An Analytic Approximation for the Bessel Function J ν ( x ) for −1/2 < ν < 3/2

We found analytic approximations for the Bessel function of the first kind J ν ( x ) , valid for any real value of x and any value of ν in the interval (−1/2, 3/2). The present approximation is exact for ν = − 1 / 2 , ν = 1 / 2 , and ν = 3 / 2 , where an exact function for each case is well known. The maximum absolute errors for ν near these peculiar values are very small. Throughout the interval, the absolute values remain below 0.05. The structure of the approximate function is defined considering the corresponding power series and asymptotic expansions, and they are quotients of three polynomials of the second degree combined with trigonometrical functions and fractional powers.

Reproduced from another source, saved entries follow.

PR #1168, opened 2025-08-22
Clean and merge Airbnb ESLint config with our own + Prepare our conf for FlatConfig

Huulivoide:
### ESLint: Replace Airbnb config with local copy
Rule loading ordering should be mostly the same with the new version, but one rule eluded this coder: import/no-named-as-default: Aka, don't import default and call functions trough that if the function is export on it's own too.

Wrong: `import qs from 'qs'; qs.stringify();`
Right: `import { stringify } from 'qs'; stringify();`

Few eslint-ignore comments have been added to deal with that.

### ESLint: Prune and clean Airbnb config
Removed rules for:
- Rules set to 'off', but which aren't even enabled in the "recommended" rulesets of the other ESLint plugins.
- Rules set to 'error', but which are already enabled by the base "recommended" rulesets of the other plugins.
- Rules already removed or deprecated versions of rules in previous versions of ESLint or one of the related plugins (React).
- Style based rules that would get disabled by ESLint Prettier config.

React-a11y:
- Removed unneeded rule definitions, that duplicated the "recommended" config ruleset.
- Simplified rule configurations → Removed parameters that were set to the default value of said parameter.
- Dropped couple of minor rules, that had ever so subtle differences with the recommended rule set, likely these were copypasta🍝 from a previous version of the plugins recommended ruleset.

Our own custom rule definitions have not been taken into account yet. A merge of those will come later.

### ESLint: Cleanup & create a single unified config
* Prepare for Flat config:
  - All ESLint deps moved to the top level package.json dev-deps section.
  - Dropped eslint-config-next package, as that was not used.
  - Sub configs merged to the single top level config.
  - Single catch all setup block replaced with override blocks targeting specific subset of files needing different configs:
    * UI (ts + React)
    * Jest based unit/integration tests (ts + React + Jest + node)
    * Localization files
    * Cypress (ts + node + cypress)
    * Test DB Manager (ts + node)

* Our own rule overrides previously found in the top level .eslintrc.js file have been merged into the "airbnb" config and the overridden rule definitions have been dropped.

* Renamed the "airbnb" config simply to rules, as it now represents our enabled rule selection/configuration.

* Minor Cleanup to cypress codes due to improved ESLint config.

* Reverted some eslint-disable comments which were added in the original [87bcf8c](Replace Airbnb config with local copy) commit. Rule ordering is fixed again.

* Re-enabled rule react/jsx-no-useless-fragment as per react's recommended eslint ruleset. That rule had previously been turned off, because previous developers did not know how to type React components properly.

[87bcf8c]: https://github.com/HSLdevcom/jore4-ui/commit/87bcf8caf03343e03034c7f15dd741d3f410d4d0

- - -
This change is [Reviewable](https://reviewable.io/reviews/HSLdevcom/jore4-ui/1168)


suvikankare (approved):
> @suvikankare reviewed 35 of 35 files at r1, all commit messages.
> *[Reviewable](https://reviewable.io/reviews/HSLdevcom/jore4-ui/1168)* status: <span>:shipit:</span> complete! all files reviewed, all discussions resolved (waiting on @Huulivoide)

PR #1418, opened 2026-04-29
Assorted fixes

Huulivoide:
### Reacy: Fix improper/missing key props

- ExternalLinks: Fix key prop to use proper id in edit form.
- StopsByLineSearchGroupedStopsResults: Add missing key prop.

### Apollo: Drop manual cache item eviction code

There were several problems with the code sections removed:
* Some trying to remove wrong type of an cache object: Made changes to DB entity type A, but dropped item of type B from cache.
* Some were giving in undefined ids, thus causing errors to be printed into the dev console.
* Some were just outright illogical, patching an object, returning and caching the updated data, and then removing the freshly updated item.
* There were couple of proper use cases (DeleteStop, DeleteRoute) where the eviction call was valid, but those have also been removed to let automatic garbage collection then handle that at a later point.

BUT!: Then there was a bug in the eviction code it self. `cache.evict` takes in an options parameter in the form of `{ id: thing to remove }`, but the `removeFromApolloCache` function incorrectly passed in the id string straight to the evict call. Type script did warn the original developer about this, but said developer (T. K.) ignored the warning and thought he knew better and suppressed said error with a handy dandy `@ts-expect-error` comment.

What that did do, was that it instead removing a single item from the cache, it reset the whole Apollo cache to an empty state, which in turn resulted in active queries being refetched from the database. Line details page was relying on this unconventional data refresh strategy to function correctly, so a proper data refetch has been added for that as a fix.

This change is [Reviewable](https://reviewable.io/reviews/HSLdevcom/jore4-ui/1418)

### DIFF
--- a/ui/src/components/map/queries/useResolveStopHoverTitle.ts
+++ b/ui/src/components/map/queries/useResolveStopHoverTitle.ts
@@ -24,7 +24,9 @@ type ResolveStopNameFn = (stopPlaceNetexId: string) => Promise<string | null>;
 function useResolveStopName(
   areas: ReadonlyArray<MapStopArea>,
 ): ResolveStopNameFn {
-  const [resolveStopNameFromDB] = useResolveStopNameLazyQuery();
+  const [resolveStopNameFromDB] = useResolveStopNameLazyQuery({
+    fetchPolicy: 'cache-first',
+  });
 
   return useCallback(
     async (stopPlaceNetexId: string) => {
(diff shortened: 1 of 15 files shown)


suvikankare (approved):
> @suvikankare reviewed 15 files and all commit messages.
> *[Reviewable](https://reviewable.io/reviews/HSLdevcom/jore4-ui/1418)* status: <span>:shipit:</span> complete! all files reviewed, all discussions resolved (waiting on Huulivoide).

PR #1419, opened 2026-04-30
Improve time parsing handling

Huulivoide:
### SubstitutePeriod: Fix types and interval parsing

Due to an oversight in the implementation of `extendHook` function, it was returning an function that took in `any` as it's parameters, thus loosing type info in between.

Then later in the code there ware expectations made about the input Substitution periods' shape, namely they were all expected to be occasional ones with custom begin and end times defined. But in reality they could have also been common periods as well, which default to the full time period (beginTime = null, endTime = null) in the db. As all periods were expected by the code to contain a valid time periods, those fields were directly fed into the Luxon.Duration parsing functions.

This is, in some way, the Multipoint Quasi-rational Approximation (MPQA) technique, but now only two variables are considered, x and ν , which is novel, since in all previous publications only the variable x was considered and ν was given. Furthermore, in the case of J − 1 / 2 ( x ) , J 1 / 2 ( x ) , and J 3 / 2 ( x ) , the corresponding exact function was also a condition to be considered and fulfilled. It is important to point out that the zeros of the exact functions and the approximate ones are also almost coincident with small relative errors. Finally, the approximation presented here has the property of preservation of symmetry for ν > 0 , i.e., when there is a sign change in the variable x , the corresponding change agrees with a similar change in the power series of the exact function.